_Task brief_
Nothing in the entries may differ when you return them.

_Records for processing_
PR #166, opened 2017-05-11
Allow respect_cache_headers to be "false"

Nyholm:
This PR adds a test for an issue I found. 

We define `respect_cache_headers` like: 

```php
->enumNode('respect_cache_headers')
    ->info('Whether we should care about cache headers or not [DEPRECATED]')
    ->values([null, true, false])
    ->beforeNormalization()
        ->always(function ($v) {
            @trigger_error('The option "respect_cache_headers" is deprecated since version 1.3 and will be removed in 2.0. Use "respect_response_cache_directives" instead.', E_USER_DEPRECATED);

            return $v;
        })
    ->end()
->end()
```

On Symfony 2.8, the EnumNode runs `array_unique` over the possible values. Though, `null` and `false` is treated the same. See https://3v4l.org/KWuNP

This will result in that the possible values for `respect_cache_headers` will only be `true` and `null`. This issue will break BC since we promise that all previous configuration will work on newer versions. 

FYI: In the last release we defined the `respect_cache_headers` like: 

```php
->scalarNode('respect_cache_headers')->defaultTrue()->end()
```

### DIFF
--- a/DependencyInjection/Configuration.php
+++ b/DependencyInjection/Configuration.php
@@ -573,15 +573,20 @@ class Configuration implements ConfigurationInterface
                         ->end()
                     ->end()
                 ->end()
-                ->enumNode('respect_cache_headers')
+                ->scalarNode('respect_cache_headers')
                     ->info('Whether we should care about cache headers or not [DEPRECATED]')
-                    ->values([null, true, false])
                     ->beforeNormalization()
                         ->always(function ($v) {
                             @trigger_error('The option "respect_cache_headers" is deprecated since version 1.3 and will be removed in 2.0. Use "respect_response_cache_directives" instead.', E_USER_DEPRECATED);
 
                             return $v;
                         })
+                    ->end()
+                    ->validate()
+                        ->ifTrue(function ($v) {
+                            return !in_array($v, [null, true, false]);
+                        })
+                        ->thenInvalid('Invalid value for respect_cache_headers: %s. Must be "null", "true" or "false"')
                     ->end()
                 ->end()
                 ->variableNode('respect_response_cache_directives')
--- a/DependencyInjection/Configuration.php
+++ b/DependencyInjection/Configuration.php
@@ -584,7 +584,7 @@ class Configuration implements ConfigurationInterface
                     ->end()
                     ->validate()
                         ->ifNotInArray([null, true, false])
-                            ->thenInvalid('Value for "respect_cache_headers" must be null or boolean')
+                        ->thenInvalid('Value for "respect_cache_headers" must be null or boolean')
                     ->end()
                 ->end()
                 ->variableNode('respect_response_cache_directives')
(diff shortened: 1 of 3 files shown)


Nyholm:
@stof, have you seen this issue before? Do you know a workaround?

stof:
hmm, I think the enumNode was always used with strings until now, which is why such issue was never spotted before

Nyholm:
Thank you. I use a ScalarNode for this now.

DependencyInjection/Configuration.php
```diff
@@ -573,15 +573,18 @@ private function createCachePluginNode()
...
-                    ->values([null, true, false])
                     ->beforeNormalization()
                         ->always(function ($v) {
                             @trigger_error('The option "respect_cache_headers" is deprecated since version 1.3 and will be removed in 2.0. Use "respect_response_cache_directives" instead.', E_USER_DEPRECATED);
 
                             return $v;
                         })
+                        ->end()
+                    ->validate()
+                    ->ifNotInArray([null, true, false])
```
stof: this one should be indented inside `->validate`

DependencyInjection/Configuration.php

_Answer to this task_
PR #166, opened 2017-05-11
Allow respect_cache_headers to be "false"

Nyholm:
This PR adds a test for an issue I found. 

We define `respect_cache_headers` like: 

```php
->enumNode('respect_cache_headers')
    ->info('Whether we should care about cache headers or not [DEPRECATED]')
    ->values([null, true, false])
    ->beforeNormalization()
        ->always(function ($v) {
            @trigger_error('The option "respect_cache_headers" is deprecated since version 1.3 and will be removed in 2.0. Use "respect_response_cache_directives" instead.', E_USER_DEPRECATED);

            return $v;
        })
    ->end()
->end()
```

On Symfony 2.8, the EnumNode runs `array_unique` over the possible values. Though, `null` and `false` is treated the same. See https://3v4l.org/KWuNP

This will result in that the possible values for `respect_cache_headers` will only be `true` and `null`. This issue will break BC since we promise that all previous configuration will work on newer versions. 

FYI: In the last release we defined the `respect_cache_headers` like: 

```php
->scalarNode('respect_cache_headers')->defaultTrue()->end()
```

### DIFF
--- a/DependencyInjection/Configuration.php
+++ b/DependencyInjection/Configuration.php
@@ -573,15 +573,20 @@ class Configuration implements ConfigurationInterface
                         ->end()
                     ->end()
                 ->end()
-                ->enumNode('respect_cache_headers')
+                ->scalarNode('respect_cache_headers')
                     ->info('Whether we should care about cache headers or not [DEPRECATED]')
-                    ->values([null, true, false])
                     ->beforeNormalization()
                         ->always(function ($v) {
                             @trigger_error('The option "respect_cache_headers" is deprecated since version 1.3 and will be removed in 2.0. Use "respect_response_cache_directives" instead.', E_USER_DEPRECATED);
 
                             return $v;
                         })
+                    ->end()
+                    ->validate()
+                        ->ifTrue(function ($v) {
+                            return !in_array($v, [null, true, false]);
+                        })
+                        ->thenInvalid('Invalid value for respect_cache_headers: %s. Must be "null", "true" or "false"')
                     ->end()
                 ->end()
                 ->variableNode('respect_response_cache_directives')
--- a/DependencyInjection/Configuration.php
+++ b/DependencyInjection/Configuration.php
@@ -584,7 +584,7 @@ class Configuration implements ConfigurationInterface
                     ->end()
                     ->validate()
                         ->ifNotInArray([null, true, false])
-                            ->thenInvalid('Value for "respect_cache_headers" must be null or boolean')
+                        ->thenInvalid('Value for "respect_cache_headers" must be null or boolean')
                     ->end()
                 ->end()
                 ->variableNode('respect_response_cache_directives')
(diff shortened: 1 of 3 files shown)


Nyholm:
@stof, have you seen this issue before? Do you know a workaround?

stof:
hmm, I think the enumNode was always used with strings until now, which is why such issue was never spotted before

Nyholm:
Thank you. I use a ScalarNode for this now.

DependencyInjection/Configuration.php
```diff
@@ -573,15 +573,18 @@ private function createCachePluginNode()
...
-                    ->values([null, true, false])
                     ->beforeNormalization()
                         ->always(function ($v) {
                             @trigger_error('The option "respect_cache_headers" is deprecated since version 1.3 and will be removed in 2.0. Use "respect_response_cache_directives" instead.', E_USER_DEPRECATED);
 
                             return $v;
                         })
+                        ->end()
+                    ->validate()
+                    ->ifNotInArray([null, true, false])
```
stof: this one should be indented inside `->validate`

DependencyInjection/Configuration.php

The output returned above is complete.